Your assignment: Return the data below exactly, but only from the line containing "3. Add a code" through the line containing "log a warning", with both of those lines included.

━━━━━ Supplied information

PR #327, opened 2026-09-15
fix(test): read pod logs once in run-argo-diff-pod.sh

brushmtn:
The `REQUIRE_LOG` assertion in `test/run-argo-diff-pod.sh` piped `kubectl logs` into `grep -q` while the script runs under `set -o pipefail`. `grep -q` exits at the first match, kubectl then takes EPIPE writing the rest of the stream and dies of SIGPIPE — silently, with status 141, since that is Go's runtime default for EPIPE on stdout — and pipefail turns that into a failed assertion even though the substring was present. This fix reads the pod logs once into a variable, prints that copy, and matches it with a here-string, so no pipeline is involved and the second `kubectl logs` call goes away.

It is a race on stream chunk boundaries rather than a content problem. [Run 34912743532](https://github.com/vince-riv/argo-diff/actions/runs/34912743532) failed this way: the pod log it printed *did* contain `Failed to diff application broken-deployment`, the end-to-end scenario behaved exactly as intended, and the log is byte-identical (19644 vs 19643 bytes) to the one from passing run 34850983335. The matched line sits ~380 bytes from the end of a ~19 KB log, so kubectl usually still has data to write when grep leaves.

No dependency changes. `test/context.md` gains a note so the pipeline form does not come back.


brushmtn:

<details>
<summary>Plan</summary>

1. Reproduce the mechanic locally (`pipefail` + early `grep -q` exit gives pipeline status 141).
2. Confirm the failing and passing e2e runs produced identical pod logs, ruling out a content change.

━━━━━━━━━━
━━━━━ Supplied information

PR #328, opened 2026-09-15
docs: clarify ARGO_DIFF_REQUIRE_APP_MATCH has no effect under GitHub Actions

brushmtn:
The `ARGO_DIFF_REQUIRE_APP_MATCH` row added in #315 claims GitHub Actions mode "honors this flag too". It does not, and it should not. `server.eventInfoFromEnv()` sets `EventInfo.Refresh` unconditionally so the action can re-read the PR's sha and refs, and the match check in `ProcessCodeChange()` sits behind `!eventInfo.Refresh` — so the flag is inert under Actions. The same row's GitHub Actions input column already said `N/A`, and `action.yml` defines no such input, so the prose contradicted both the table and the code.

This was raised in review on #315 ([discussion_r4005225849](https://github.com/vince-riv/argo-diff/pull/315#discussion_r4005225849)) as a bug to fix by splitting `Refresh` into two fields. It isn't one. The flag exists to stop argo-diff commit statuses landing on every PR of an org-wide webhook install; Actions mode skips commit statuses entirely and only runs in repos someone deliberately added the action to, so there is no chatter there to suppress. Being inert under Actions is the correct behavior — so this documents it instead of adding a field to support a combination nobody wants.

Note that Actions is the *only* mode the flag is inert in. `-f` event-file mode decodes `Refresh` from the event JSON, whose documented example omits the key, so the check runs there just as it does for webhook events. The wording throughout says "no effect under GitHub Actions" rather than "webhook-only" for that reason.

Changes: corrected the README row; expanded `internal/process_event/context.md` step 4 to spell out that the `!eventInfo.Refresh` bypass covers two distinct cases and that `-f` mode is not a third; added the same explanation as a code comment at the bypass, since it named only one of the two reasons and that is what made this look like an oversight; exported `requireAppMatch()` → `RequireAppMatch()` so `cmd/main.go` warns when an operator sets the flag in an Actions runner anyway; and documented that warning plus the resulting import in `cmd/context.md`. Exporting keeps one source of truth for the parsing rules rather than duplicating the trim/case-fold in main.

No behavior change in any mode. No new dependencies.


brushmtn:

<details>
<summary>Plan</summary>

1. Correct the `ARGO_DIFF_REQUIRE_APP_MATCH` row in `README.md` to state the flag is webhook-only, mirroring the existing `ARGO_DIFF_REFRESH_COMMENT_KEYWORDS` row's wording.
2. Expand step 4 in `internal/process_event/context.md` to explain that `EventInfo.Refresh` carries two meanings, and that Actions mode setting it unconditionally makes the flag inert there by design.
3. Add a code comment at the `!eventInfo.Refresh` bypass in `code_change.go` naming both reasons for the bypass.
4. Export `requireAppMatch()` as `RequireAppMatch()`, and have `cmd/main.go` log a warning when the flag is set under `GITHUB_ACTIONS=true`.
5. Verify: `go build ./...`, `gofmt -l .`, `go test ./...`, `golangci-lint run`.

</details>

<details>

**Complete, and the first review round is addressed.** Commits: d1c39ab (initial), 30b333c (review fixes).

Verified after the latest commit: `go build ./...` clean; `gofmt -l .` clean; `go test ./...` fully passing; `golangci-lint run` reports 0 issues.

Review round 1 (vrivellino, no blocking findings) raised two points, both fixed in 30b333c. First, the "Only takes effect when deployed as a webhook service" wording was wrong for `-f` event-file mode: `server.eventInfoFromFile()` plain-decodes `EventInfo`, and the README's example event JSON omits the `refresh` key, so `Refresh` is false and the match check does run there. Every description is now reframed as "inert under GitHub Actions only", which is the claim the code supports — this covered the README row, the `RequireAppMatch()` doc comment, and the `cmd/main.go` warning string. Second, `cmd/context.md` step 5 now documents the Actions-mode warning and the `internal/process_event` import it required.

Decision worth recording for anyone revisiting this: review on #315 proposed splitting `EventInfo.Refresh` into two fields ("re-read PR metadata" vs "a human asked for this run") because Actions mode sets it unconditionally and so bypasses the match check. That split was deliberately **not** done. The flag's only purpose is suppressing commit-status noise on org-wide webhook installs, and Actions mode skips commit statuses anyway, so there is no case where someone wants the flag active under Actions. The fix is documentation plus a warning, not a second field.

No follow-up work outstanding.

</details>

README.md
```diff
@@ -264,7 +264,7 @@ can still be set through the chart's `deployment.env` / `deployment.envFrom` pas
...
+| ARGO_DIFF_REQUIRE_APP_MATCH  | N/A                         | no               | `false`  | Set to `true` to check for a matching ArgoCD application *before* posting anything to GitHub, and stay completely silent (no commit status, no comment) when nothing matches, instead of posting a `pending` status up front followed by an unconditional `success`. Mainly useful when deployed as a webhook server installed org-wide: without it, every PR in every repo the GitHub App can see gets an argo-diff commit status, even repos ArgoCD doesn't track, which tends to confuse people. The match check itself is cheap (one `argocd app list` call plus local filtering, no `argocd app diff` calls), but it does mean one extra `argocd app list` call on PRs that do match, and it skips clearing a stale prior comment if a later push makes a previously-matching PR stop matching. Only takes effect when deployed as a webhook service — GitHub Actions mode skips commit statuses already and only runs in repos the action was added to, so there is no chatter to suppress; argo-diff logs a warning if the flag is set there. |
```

━━━━━━━━━━

Response below:
3. Add a code comment at the `!eventInfo.Refresh` bypass in `code_change.go` naming both reasons for the bypass.
4. Export `requireAppMatch()` as `RequireAppMatch()`, and have `cmd/main.go` log a warning when the flag is set under `GITHUB_ACTIONS=true`.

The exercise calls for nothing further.